▶ WHAT YOU SHOULD DO
Write only the number of lines in the data that contain the word "cannot".

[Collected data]
[Start of section]

Issue #425, opened 2021-01-04
Is the introduction still fit for purpose?


ElenaFdR:
Does it still work for new readers? Is it still an accurate reflection of our aspirations for the Standard? And more importantly, does it reflect everything we've learned about how people (want to) use the Standard in the intervening 1.5+ years since it was written?

People have already raised separate issues about specific parts of the introduction:

- whether the Foundation's stewardship process needs such a detailed explanation [#396]
- making the introduction more relevant to the audiences addressed in the rest of the Standard [#280]
- adding a clearer values based entry point to the Standard [#318]
- ambiguous support for commercial licence models [#185]
- and most damningly, bad writing [#216]

One additional logistical reason to update it now is from the discussions on translating the Standard. We've discussed encouraging widespread translation of the introduction, but leaving the criteria in English (so that there's no ambiguity in the functional requirements). If widespread translation of the introduction is to have any of the impact we hope, then the intro needs to be the strongest, tightest, most compelling version of itself that it can be.

Ainali:
In the last community call we discussed this issue and here is [the blog post](https://blog.publiccode.net/community%20call/2021/01/25/notes-from-community-call-7-january-2021.html) that summarized the call.

TL;DR We will start by restructuring the introduction and moving around a few paragraphs.

ericherman:
Improving the introduction to match the more current landscape means changing the tone from "call-to-arms of a new world" to one of supporting policy goals of current digital transformations.

ericherman:
The Foundation's stewardship process is located at https://publiccode.net/standard-for-public-code/ and not duplicated in the standard.

By transforming the Introduction into a Foreword, this removes the dissonance in the tone from what makes sense in the text of a standard.

There is still room for transforming the reader's guide to an actual introduction relevant to reader's of the standard, but perhaps that should be its own issue.

A value-based foreword would certainly be an improvement, that should be a part of https://github.com/publiccodenet/standard/issues/216 I think.

ericherman:
I have a proposal for how I would like to hack on this, ideally co-working in one of our [community calls](https://community.standardforpubliccode.org/):

1. brain-storm elements we think a foreword should contain (any order)
2. review the Foundation foreword to see if there are any elements missed.
3. create a rough outline
4. transform outline to real text, aiming for a voice that better reflects the current community: more "sober" and "matter of fact" not a "call to arms" with "we believe" statements

Issue #218, opened 2019-06-02
introduction/certifying an entire codebase: unclear paragraph


Vesuvium:
```
If the audit process is added to an existing codebase, the new merge requests can be certified, but the existing code cannot be certified. By auditing every new merge request the codebase can move towards being completely certified.
```
I found the last sentence unclear because it does not say how many changes or how much time non-certified codebases need to be completely certified.

I would think that a non-certified codebase can become certified even if it's not entirely audited, for example after 6 months of certified pull requests or when 50% of the codebase has been certified, because I know that new pull requests are unlikely to cover 100% of a codebase in a timely manner.

That would be a bad practice, so I imagine at somepoint a full audit will be made, but the paragraph hints that this does not happen and does not state it clearly.

clausmullie:
While it is true that new pull requests are unlikely to cover all of the code (eg initial base functionality that works perfectly fine) but we could require a full peer-reviewed refactor (or at least check) of all existing code before certification.

This seems important to, for example, ensure consistent high quality documentation throughout the codebase. 

Do you feel this would be reasonable/feasible? If so, any suggestions for how to word this?

Vesuvium:
With a small codebase or with a well-written one, you can certainly do that. The problem I see is with large codebases with poor code quality and maintainability, where it's going to be too expensive or impossible to review everything.

> By auditing every new merge request the codebase can move towards being completely certified.

Then this sentence becomes "illusionary", since that's never going to happen. And it conflicts with ` the existing code cannot be certified`.

What could work is adding an exception to that, by saying that small codebases are going to be reviewed and certified. For example:

```
If the audit process is added to an existing codebase, the new merge requests can be
certified, but the existing code cannot be certified. 

Existing codebases can be reviewed and certified when they meet these criterias:

- A coverage higher than X%
- A line count less than Y
- A mantainability metric below Z
```

ericherman:
If this text content moves from the body of the Standard to the publiccode.net, the issue should be tranfered as well.

Ainali:
> I found the last sentence unclear because it does not say how many changes or how much time non-certified codebases need to be completely certified.

I think the key is in the first sentence in the same paragraph:

> For the codebase to be completely certified every meaningful line of code, and the commits behind the code, need to meet the Standard.

[...]

PR #521, opened 2021-08-23
Start refactoring the introduction

Ainali:
This pull request is intentionally bold to get our discussion more concrete. Even though suggestions of changes to pull requests are always welcome, in this one they are especially appreciated.

Since some texts may fit better elsewhere, I removed:
- Why public code?
- How public code works

I moved the section with the goals ahead of the section with certification process, since that is more of an overview, especially with the other text gone.

I also removed the Further reading, which was more of a further reading of public code than the Standard. I think we do want *some* Further reading later, but it should be content more related to the Standard.

Works towards #425. 

-----
[View rendered index.md](https://github.com/publiccodenet/standard/blob/ja-intro-refactoring/index.md)
[View rendered introduction.md](https://github.com/publiccodenet/standard/blob/ja-intro-refactoring/introduction.md)


ericherman:
I like the essence of this.

As was discussed in #425 and related community calls, the cut material is probably best suited outside.
Before merging this, would we like to see that content ported to the new location?
Or would we want to have this first and then re-create the related content elsewhere with our current understanding as a follow-on?

Ainali:
I think it would be wise to at least have a plan where it should go before we remove it. A short gap is probably not that bad, but if it turns into a longer period, it is a considerable amount of good background information that we are missing.

ericherman (approved):

ericherman:
Reviewing issue #218 makes me think that even the description of certification belongs outside the text of the standard and would fit better on publiccode.net

Ainali:
I suggest we have this pull request as a topic for the community call on Thursday, October 7.

nicorikken:
It saddens me to see the references to the larger context of Public Code and the reference to the Public Money? Public Code! campaign gone. Indeed this is a bold pull-request, and I can see this as the Standard for Public Code growing up and no longer needing these references in the standard. So I can see it in a positive light. As suggested by @ericherman I can see a place for this context on the website. I hope the Foundation for Public Code will keep explaining the values of Public Code and proven methods (to newcomers). As it is in the interest of the Foundation for Public Code to do so, I'm sure you will.

ericherman:
@nicorikken The content shouldn't be going away, rather moved from inside the Standard's introduction to on the publiccode.net websites. Outside of the intro, I expect this content to be expanded to suit multiple readers. I expect we won't even see this removal merged until similar material is merged elsewhere.

nebster (changes requested):
this definitely requires further thought about how much context about our work we can deliver with the standard.

Ainali:
Yes, I suggest that we close the pull request for now and start with something new when we have had time to come up with new ideas.

Ainali:
I had forgotten to link to the notes from the community call when this pull request were discussed: https://blog.publiccode.net/community%20call/2021/10/11/notes-from-community-call-7-october-2021.html

Ainali:
Closing this pull request for now as we have chosen a different direction and any work needed for that can start from a fresh branch.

[End of section]

▶ SOLUTION FOR THIS TASK
3